_Exercise input_.
☆ ☆ ☆

PR #802, opened 2025-02-17
build: use latest release to avoid workflow failure

### LINKED ISSUE #801: build: Java version not found
Early Access workflow failed to run failing in the Setup Java step:

```
Exception in thread "main" java.lang.Error: Could not find URI of JDK[release=23, version=23.0.1, os=linux, arch=x64, type=tar.gz]
	at Download.lambda$main$1(Download.java:77)
	at java.base/java.util.Optional.orElseThrow(Optional.java:403)
	at Download.main(Download.java:77)
	at Download.main(Download.java:42)
```

Looking into the [key-value pairs mapping](https://github.com/oracle-actions/setup-java/blob/main/jdk.java.net-uri.properties) it turns out that `23.0.1` is no longer provided by `jdk.java.net`. We can start using `23.0.2` instead. But this fix can result in future failures when 23.0.2 is also deprecated. I suggest we migrate to using `latest` instead.

### Expected Behavior

Workflows should not fail due to unavailability of Java.

### Current Behavior

Workflows are failing as java version is no longer available for download.

### Steps to Reproduce

Run any worfklow

### Your Environment

N/A

### Screenshots

N/A

abhinayagarwal:
A test run is available [here](https://github.com/abhinayagarwal/scenebuilder/actions/runs/13366022942) which builds with 23.0.2 (latest) released GA version.

### Issue

Fixes #801 

### Progress

### DIFF
--- a/.github/workflows/early-access.yml
+++ b/.github/workflows/early-access.yml
@@ -7,7 +7,7 @@ on:
 
 env:
   JAVA_RELEASE: '23'
-  JAVA_VERSION: '23.0.1'
+  JAVA_VERSION: 'latest'
   JAVAFX_VERSION: '23.0.1'
 
 jobs:
--- a/.github/workflows/release.yml
+++ b/.github/workflows/release.yml
@@ -16,7 +16,7 @@ on:
 
 env:
   JAVA_RELEASE: '23'
-  JAVA_VERSION: '23.0.1'
+  JAVA_VERSION: 'latest'
   JAVAFX_VERSION: '23.0.1'
 
 jobs:


.github/workflows/early-access.yml
```diff
@@ -7,7 +7,7 @@ on:
 
 env:
   JAVA_RELEASE: '23'
-  JAVA_VERSION: '23.0.1'
+  JAVA_VERSION: 'latest'
```
Oliver-Loeffler, line 10: This is fine. However, technically we could remove the env variable 'JAVA_VERSION' as it is no longer needed by the action. Unfortunately, instead of 'JAVA_RELEASE' the value of 'JAVA_VERSION' is used throughout the whole script. For the `oracle-actions/setup-java@v1.4` the only relevant parameter is `release`.

.github/workflows/release.yml
```diff
@@ -16,7 +16,7 @@ on:
 
 env:
   JAVA_RELEASE: '23'
```
Oliver-Loeffler, line 18: Only one of `JAVA_RELEASE` or `JAVA_VERSION` is effectively needed when we decide to use the latest version. But this could be another PR.

Oliver-Loeffler (approved):
I am fine with this change, as it is nicely small.

PR #807, opened 2025-03-26
Remove default Java version from bundles jobs

### LINKED ISSUE #806: build: Remove Java/JavaFX default versions from bundle jobs
Currently the Java/JavaFX versions are repeated in the different build jobs, as default values, but we always pass the used value from the release job.
To avoid duplication and the need to update on every release, these default values should be removed and the variables should be required, not optional.

jperedadnr:
### Issue

Fixes #806 

### Progress


.github/workflows/release.yml
abhinayagarwal, line 1: Don't we need similar changes in `early-access.yml` ?

abhinayagarwal (approved):

PR #4358, opened 2019-04-11
refactor tests to get rid of duplication

rongou:
@RAMitchell @hcho3

### DIFF
--- a/tests/cpp/helpers.cc
+++ b/tests/cpp/helpers.cc
@@ -148,8 +148,8 @@ std::unique_ptr<DMatrix> CreateSparsePageDMatrix() {
   dmlc::TemporaryDirectory tempdir;
   const std::string tmp_file = tempdir.path + "/big.libsvm";
   CreateBigTestData(tmp_file, 12);
-  DMatrix * dmat = DMatrix::Load(
-      tmp_file + "#" + tmp_file + ".cache", true, false, "auto", 64UL);
+  std::unique_ptr<DMatrix> dmat = std::unique_ptr<DMatrix>(DMatrix::Load(
+      tmp_file + "#" + tmp_file + ".cache", true, false, "auto", 64UL));
   EXPECT_TRUE(FileExists(tmp_file + ".cache.row.page"));
 
   // Loop over the batches and count the records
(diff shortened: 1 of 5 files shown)


tests/cpp/helpers.cc
```diff
@@ -142,4 +143,38 @@ std::shared_ptr<xgboost::DMatrix>* CreateDMatrix(int rows, int columns,
   return static_cast<std::shared_ptr<xgboost::DMatrix> *>(handle);
 }
 
+std::unique_ptr<DMatrix> CreateSparsePageDMatrix() {
+  // Create sufficiently large data to make two row pages
+  dmlc::TemporaryDirectory tempdir;
+  const std::string tmp_file = tempdir.path + "/big.libsvm";
+  CreateBigTestData(tmp_file, 12);
+  DMatrix * dmat = DMatrix::Load(
+      tmp_file + "#" + tmp_file + ".cache", true, false, "auto", 64UL);
```
hcho3: Let's wrap pointer in the smart pointer immediately, for the sake of exception safety.
```cpp
std::unique_ptr<DMatrix> dmat = std::unique_ptr<DMatrix>(DMatrix::Load(
      tmp_file + "#" + tmp_file + ".cache", true, false, "auto", 64UL));
```

tests/cpp/helpers.cc
```diff
@@ -142,4 +143,38 @@ std::shared_ptr<xgboost::DMatrix>* CreateDMatrix(int rows, int columns,
...
+  int64_t batch_count = 0;
+  int64_t row_count = 0;
+  for (const auto &batch : dmat->GetRowBatches()) {
+    batch_count++;
+    row_count += batch.Size();
+  }
+  EXPECT_EQ(batch_count, 2);
+  EXPECT_EQ(row_count, dmat->Info().num_row_);
+
+  return std::unique_ptr<DMatrix>(dmat);
```
hcho3:
```suggestion
  return dmat;
```

tests/cpp/helpers.cc
rongou: Done.

tests/cpp/helpers.cc
rongou: Done.

rongou:
@RAMitchell @hcho3 do you know why the python test is failing? This PR only changes c++ tests, so shouldn't affect python tests at all, right?

hcho3:
@rongou The failure is due to out of memory error.
I am taking a day off tomorrow to sort out CI issues. In particular, all Linux tests should be moved to Jenkins to use machines with bigger memory.

PR #4365, opened 2019-04-13
add a new predict method: predictPackage

sperlingxx:
Add a new predict method: **predictPackage**, which regard various kinds of predictions as a package.
By **predictPackage**,  we can get leaf indices, scores(margin values) and final results(transformed values) at once, which avoid unnecessary repeated tree searching.
I will add jvm and python support later.


trivialfis:
Closing for now.

Issue #4350, opened 2019-04-09
[jvm-packages] cross-version spark support 


CodingCat:
@hcho3 I am going to work on support spark 2.4.1 and have compatibility test over spark 2.3

my plan is to trigger two builds for spark 2.4/2.3 respectively and also have version-specific test to ensure the compatibility

shall I wait for java worker to be ready in jenkins or I should work on travis?

hcho3:
Let me add Java workers to Jenkins. Can you provide commands to compile JARs?

CodingCat:
yes, just `mvn package`

srowen:
That's great @CodingCat -- would be great to get a 2.4.x build going as 2.3.x is EOL in a few months. I suspect you have this well in hand, but if you're hitting weird problems updating to 2.4 (shouldn't be much) I'd be happy to try to debug.

CodingCat:
I would limit the definition of cross-version support to "support loading models trained in previous version" in XGBoost

I have done several experiments on running a spark-2.4-built xgboost with spark 2.3 or vice versa. The most significant problem is from the library which Spark depends on and brings some breaking changes by their own. In that way we cannot guarantee a spark 2.4 built version can be run with spark 2.3 runtimes 

even to "support loading models trained in previous version", we need some code to handle (1) breaking changes in XGBoost parameters, e.g. reg:linear doesn't exist anymore; (2) breaking changes in Spark, e.g. vectorAssembler will fail with Float.NaN by default...

srowen:
Personally, I'd relax that condition if needed -- require the same version of xgboost / Spark to read/write things.

Issue #3986, opened 2018-12-11
Tracking deprected features.


trivialfis:
|  Feature                                                 | PR(or time)|                                                             | Removed |
|----------------------------------------------------------|------------|-------------------------------------------------------------|----|
| GPU Objectives.                                          | #3643      | Now all objectives having GPU port will use GPU by default. | ✘  |
| `grow_fast_histmaker`                                    | #3836      | Now is renamed to `grow_quantile_histmaker`.                | ✘  |
| Some of R parameters documented in `R/xgb.importance.R`. | #1964      | ??                                                          | ?? |
| `GBTreeModelParam::num_pbuffer_deprecated`               | ??         | ??                                                          | ✘  |
| `python/training.py: train::learning_rates`              | #1797      | Now use use callback API.                                   | ✘  |
| `python/sklearn.py: seed`                                | ??         | Now use random_state.                                       | ✘  |
| `python/sklearn.py: nthread`                             | ??         | Now use n_jobs.                                             | ✘  |
| `XGDMatrixCreateFromCSC`                                 | #1600      | ??                                                          | ✘  |
| `XGDMatrixCreateFromCSR`                                 | #1600      | `XGDMatrixCreateFromCSR_omp`                                | ✘  |
| `DMatrix::SaveToLocalFile`                               | ?? In 2015 | ??                                                          | ✘  |
|                                                          |            |                                                             |    |
|                                                          |            |                                                             |    |

trivialfis:
Inspried by @thvasilo in #3929.(Thanks)  Lets keep track of deprecated features here.  Great chance that I missed something, anyone who notice please help adding it back. :)  @hcho3  Please help filling the `??` if it's still possible (please don't spend too much time on it, it's deprecated), otherwise I will summit a PR to remove everything that loss track.

hcho3:
Let's discuss whether `num_roots` should be kept or not. I think it is not documented and experimental and should be deprecated. Already, I decided not to support it when I first wrote `hist` updater.

trivialfis:
@hcho3 I tried to find out what it does.  It turns out `num_roots` is not documented.  Is there any reference for it?

tqchen:
I think it is fine dropping them, but let us also keep the backward compatibility in mind. It might be useful to first introduce json exchange format, and then allow upgrade via json

hcho3:
Just found out that ``TreeParam.max_depth`` is never set and never used:
[...]

PR #4377, opened 2019-04-16
[jvm-packages] support spark 2.4 and compatibility test with previous xgboost version

CodingCat:
closes https://github.com/dmlc/xgboost/issues/4350


jvm-packages/xgboost4j-spark/src/main/scala/ml/dmlc/xgboost4j/scala/spark/params/DefaultXGBoostParamsReader.scala
```diff
@@ -22,12 +22,17 @@ import org.json4s.JsonAST.JObject
...
+import org.apache.spark.ml.param.{Param, Params}
 import org.apache.spark.ml.util.MLReader
 
 // This originates from apache-spark DefaultPramsReader copy paste
 private[spark] object DefaultXGBoostParamsReader {
 
+  private val paramNameCompatibilityMap: Map[String, String] = Map("silent" -> "verbosity")
+
+  private val paramValueCompatibilityMap: Map[String, Map[Any, Any]] =
+    Map("objective" -> Map("reg:linear" -> "reg:squarederror"))
```
CodingCat: @trivialfis @hcho3  do we have other deprecated or brokenly changed parameters?

jvm-packages/pom.xml
```diff
@@ -34,7 +34,7 @@
         <maven.compiler.source>1.7</maven.compiler.source>
         <maven.compiler.target>1.7</maven.compiler.target>
         <flink.version>1.5.0</flink.version>
-        <spark.version>2.3.3</spark.version>
+        <spark.version>2.4.1</spark.version>
```
hcho3: @CodingCat Is it still possible to compile XGBoost4J with Spark 2.3.x with this change?

CodingCat: if you skip tests, yes, 

if you want to run the test, no, because the API in https://github.com/dmlc/xgboost/pull/4377/files#diff-158851aba72186f53a0ff66dd4a792c8R264 does not exist in Spark 2.3, and we have to add in Spark 2.4 to ensure that Spark can handle NaN as expected

hcho3: @CodingCat Is there a way to mask tests not compatible with Spark 2.3.x? I don't think we want to suddenly drop support for Spark 2.3.x

jvm-packages/xgboost4j-spark/src/main/scala/ml/dmlc/xgboost4j/scala/spark/params/DefaultXGBoostParamsReader.scala
hcho3: @CodingCat See #3986

jvm-packages/pom.xml
CodingCat: I don't think we can mask a single test. The way to skip test is to do something like `mvn package -DskipTests` which skips the compilation of test classes. Once you compile them, e.g. with `mvn package -Dspark.version=2.3.3`, it will fall into cannot find symbol error (since the API does not exist)

According to @srowen from Databricks, the community is going to drop 2.3.x soon, my personal thinking is to move forward (as we have stay in 2.3.x for at least two versions, further, we are going to bring some breaking changes https://github.com/dmlc/xgboost/pull/4349)

hcho3: @CodingCat So I should just use Spark 2.4.1 in the new CI pipeline (will file PR today)?

CodingCat: yes, thanks

hcho3: Nice, one fewer things to worry about

srowen: Yes, Spark 2.3.x will be technically EOL in August. If you want my opinion: I'd keep it simple and forego Spark compatibility with 2.3 if that helps.

That said, what's the runtime issue? maybe I have an easier workaround. There _shouldn't_ be breaking changes between 2.3 and 2.4 (not in the public API) but it is possible either by mistake or exception. If it's that a deprecated method has gone away, maybe there are alternatives.

hcho3: @srowen Mainly the issue is that one of the test being added in this PR will not be compatible with Spark 2.3.x. As @CodingCat said, it is not possible to exclude a single test when running `mvn package`.

srowen: Can the test simply check the Spark version and skip it if it's not Spark 2.3? IIRC you can check `org.apache.spark.SPARK_VERSION` for example.

srowen: ... or if it's actually a compile-time incompatibility (what is it?) you _could_ make a separate test source tree that is only activated by a profile or specific spark.version in the build. Not sure if it's worth it or what.

CodingCat: it's a compilation-time change this line in https://github.com/dmlc/xgboost/pull/4377/files#diff-158851aba72186f53a0ff66dd4a792c8R264 just doesn't compile in 2.3 

and for breaking changes in 2.3-2.4, the parse() method https://github.com/dmlc/xgboost/blob/master/jvm-packages/xgboost4j-spark/src/main/scala/ml/dmlc/xgboost4j/scala/spark/params/DefaultXGBoostParamsWriter.scala#L73 in jackson is brokenly changed in two versions depended by 2.3/2.4....

I don't think 2.3 is that important to us given it's EOL soon

srowen: OK sounds good. You could work around the first one with reflection maybe, but working around Jackson differences is harder. Well you have my vote for just making the next version focus on Spark 2.4.

jvm-packages/xgboost4j-spark/src/main/scala/ml/dmlc/xgboost4j/scala/spark/params/DefaultXGBoostParamsReader.scala
CodingCat: thx, looks like these are the only two params needing special cares

Issue #4379, opened 2019-04-16
[VOTE] Ending Python 2.x support in next release (0.83)


hcho3:
Given that Python 2 will reach its end of life at the end of this year, we should drop Python 2 support. That is, contributors would no longer be required to write Python code that's compatible with Python 2.7. Also, Python distributions of XGBoost on PyPI will be Python 3 exclusive.

Indicate your support by replying "+1" to this thread. I want to get 4-5 votes from the committers to proceed with this decision. (Others, feel free to voice support with +1 reply as well, although only committers will have binding votes.)

@dmlc/xgboost-committer

terrytangyuan:
Definitely +1

trivialfis:
+1.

☆ ☆ ☆

_Exercise requirements_.
What lines in the listing above contain the word "maven"? Show each one.

_Solution to the exercise_.
         <maven.compiler.source>1.7</maven.compiler.source>
         <maven.compiler.target>1.7</maven.compiler.target>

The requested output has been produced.